Los valores los puse a lo tonto, pero el caso es que son frecuencias con las que trabaja tu monitor yo lo he ajustado con computadoras muy viejas. Hay mucha info en google y en el man de xorg.conf:

 *man xorg.conf wrote:*   

> HorizSync horizsync-range
> 
>     gives the range(s) of horizontal sync frequencies supported by the monitor. horizsync-range may be a comma separated list of either discrete values or ranges of values. A range of values is two values separated by a dash. By default the values are in units of kHz. They may be specified in MHz or Hz if MHz or Hz is added to the end of the line.
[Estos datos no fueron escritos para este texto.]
PR #851, opened 2022-12-09
Regenerate with latest gir/gir-files

bilelmoussaoui:


sdroege (approved):
Boring, not many changes here :)

I guess there are some things in manual code where a `to_glib_full()` could be converted in a similar way. Can you create an issue about checking that if you don't want to do that now?

bilelmoussaoui:
> Boring, not many changes here :)
> 
> I guess there are some things in manual code where a `to_glib_full()` could be converted in a similar way. Can you create an issue about checking that if you don't want to do that now?

Left a comment on the open issue instead, https://github.com/gtk-rs/gtk-rs-core/issues/50#issuecomment-1344160480

PR #852, opened 2022-12-09
glib: Use actual function name in `glib::BoolError` and include function name/source file/line number in structured logs

sdroege:
See individual commits


sdroege:
CC @jf2048

bilelmoussaoui (approved):

PR #856, opened 2022-12-10
glib: Implement `GStringBuilder` as `BoxedInline` to avoid a useless …

sdroege:
…additional heap allocation

CC @jf2048


GuillaumeGomez (dismissed):

GuillaumeGomez:
Thanks! We should maybe add memory checks for such changes to ensure by how much they change the memory usage...

sdroege:
> Thanks! We should maybe add memory checks for such changes to ensure by how much they change the memory usage...

What do you mean? The way how I'm currently looking at these for my use case (GStreamer debug logging) is to look at the generated assembly and check what can be avoided there :)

The data given here is used by the Xorg server to determine if video modes are within the specifications of the monitor. This information should be available in the monitor's handbook. If this entry is omitted, a default range of 28-33kHz is used. 
> 
> VertRefresh vertrefresh-range
> ...

 

Para algo más especifico creo que necesitaría información de tu HW (o copia un xorg generado de un LiveCD y trabaja sobre él). Bueno, me voy a dormir, muero de sueño XD

----------

## i92guboj

Nos vendría bien saber qué tarjeta y qué driver usas. Y también echarle un vistazo a tu xorg.conf.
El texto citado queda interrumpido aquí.